Dedup-ATC'11

Building a High-performance Deduplication System

Venue	Category
ATC'11	Deduplication System

Building a High-performance Deduplication System1. SummaryMotivation of this paperSystem DesignImplementation and Evaluation2. Strength (Contributions of the paper)3. Weakness (Limitations of the paper)4. Some Insights (Future work)

1. Summary

Motivation of this paper

Effectiveness of a deduplication system
- Deduplication efficiency how well the system can detect and share duplicate data units? (reduce the storage cost)
- Scalability the ability to support large amounts of raw storage with consistent performance (reducing the total number of nodes)
- Throughput the rate at which data can be transferred in and out the system (minimizing the length of a backup window)

It is hard to achieve all those three goals.

The reference management problem the cost of reference management (upon addition and deletion of data) has become one of the biggest real-world bottlenecks.

take many hours per day.

The indexing problem Need to scale to high capacities, good indexing throughput, provide high duplicate detection rate.

This paper presents a complete, single-node deduplication system that covers indexing, reference management, and end-to-end throughput optimization.

System Design

System architecture

Container: raw data + a catalog which lists all FPs stored in the container
Three-level hierarchy in File Manager (FM): files -> backup -> backup group

allowing the FM to perform coarse-granularity tracking of file/backup changes in the system.

Progressive Sampled Indexing Maintain a complete index is a difficult task since the index typically needs to be stored both in memory, for performance, and on disk, for durability.

directly locatable objects: file chunk location information is stored with the file metadata, therefore removing the need to consult the index for the exact location of the file chunks.

file metadata size may increase

sampled indexing It no longer need to maintain a full index.

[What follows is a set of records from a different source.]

PR #192, opened 2019-05-31
(SIMP-MAINT) Prep for release - remove Puppet 4

lnemsick-simp:
- Removed Puppet 4 support, as Puppet has removed the Puppet 4 RPMs from
  their yum repos.  This means all the Puppet 4 acceptance tests fail.
- Pinned the version of stdlib to 5.2.0 in the .fixtures.yml, as the
  version on master is beyond the upper bound allowed in this
  component's metadata.json.

### DIFF
--- a/.travis.yml
+++ b/.travis.yml
@@ -36,7 +36,7 @@ addons:
 
 before_install:
   - rm -f Gemfile.lock
-  - for x in ${HOME}/.rvm/gems/*; do gem uninstall -I -x -i "${x}" -v '>= 1.17' bundler || true; gem uninstall -I -x -i "${x}@global" -v '>= 1.17' bundler || true; done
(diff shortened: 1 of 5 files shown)


lnemsick-simp:
https://gitlab.com/simp/pupmod-simp-simplib/pipelines/64163862

.travis.yml
```diff
@@ -38,7 +36,8 @@ addons:
 
 before_install:
   - rm -f Gemfile.lock
-  - gem install -v '~> 1.16' bundler
+  - for x in ${HOME}/.rvm/gems/*; do gem uninstall -I -x -i "${x}" -v '>= 1.17' bundler || true; gem uninstall -I -x -i "${x}@global" -v '>= 1.17' bundler || true; done
```
jeannegreulich: When I ran this on my workstation, it stopped and waited for input because bundler version 1.17.1 and 1.17.3 were installed.  Should there be a --force option on this or do we not think it will ever have 2 versions of the bundler installed because it is a clean build?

It can maintain a sampled indexing.

can determine the number of entries that need to be dropped.

When a lookup operation hits on a sampled FP, it can locate the container it belongs to and pre-fetch all FPs from that container's metadata into a memory cache.

progressive sampling using the progressive sampling based on the amount of storage used, as opposed to the maximum raw storage.

Grouped mark-and-sweep Original mark-and-sweep has poor scalability

because it needs to touch every file in the system.

Key idea of grouped mark-and-sweep: avoid touching every file in the mark phase and every container in the sweep phase.

just detect the changed backup group instead of each file. the file manager tracks the changes in each backup group only containers used by groups that have deleted files need to be swept.

Client-server interaction Using full pipeline to achieve high throughput

can observe the length of message queue to adjust the number of worker threads.

Implementation and Evaluation

Evaluation

dataset

synthetic data set: consists of multiple 3GB file, each with globally unique data chunks.
stress the disk and the network systems as large amounts of data need to be transferred. VM dataset

throughput

backup throughput: index throughput, ssd indexing throughput, and end-to-end throughput, reference update throughput, restore

deduplication efficiency

2. Strength (Contributions of the paper)

This paper shows the detail of implementing a index and cache index in the deduplication system.
It also proposes progressive sampled indexing, grouped mark-and-sweep, and client-server interaction.
this paper takes care of the issue that the how to improve the scalability issue in single-node deduplication system.
Most other systems have provided good solutions for a subset of problems (three problems), usually excluding single-node scalability and reference management.

3. Weakness (Limitations of the paper)

In its grouped mark-and-sweep scheme, all the containers used by groups that have deleted files need to be swept, however some containers of them maybe unchanged.

incur the high overhead in the sweep phase.

4. Some Insights (Future work)

this paper mentions the power outages and data corruption are really not that rare in real deduplication system

need to consider the how to recover the deduplication metadata and data.

In the restore operation, it mentions that using directly locatable objects allows it to perform restore without using the index, making the whole process very scalable.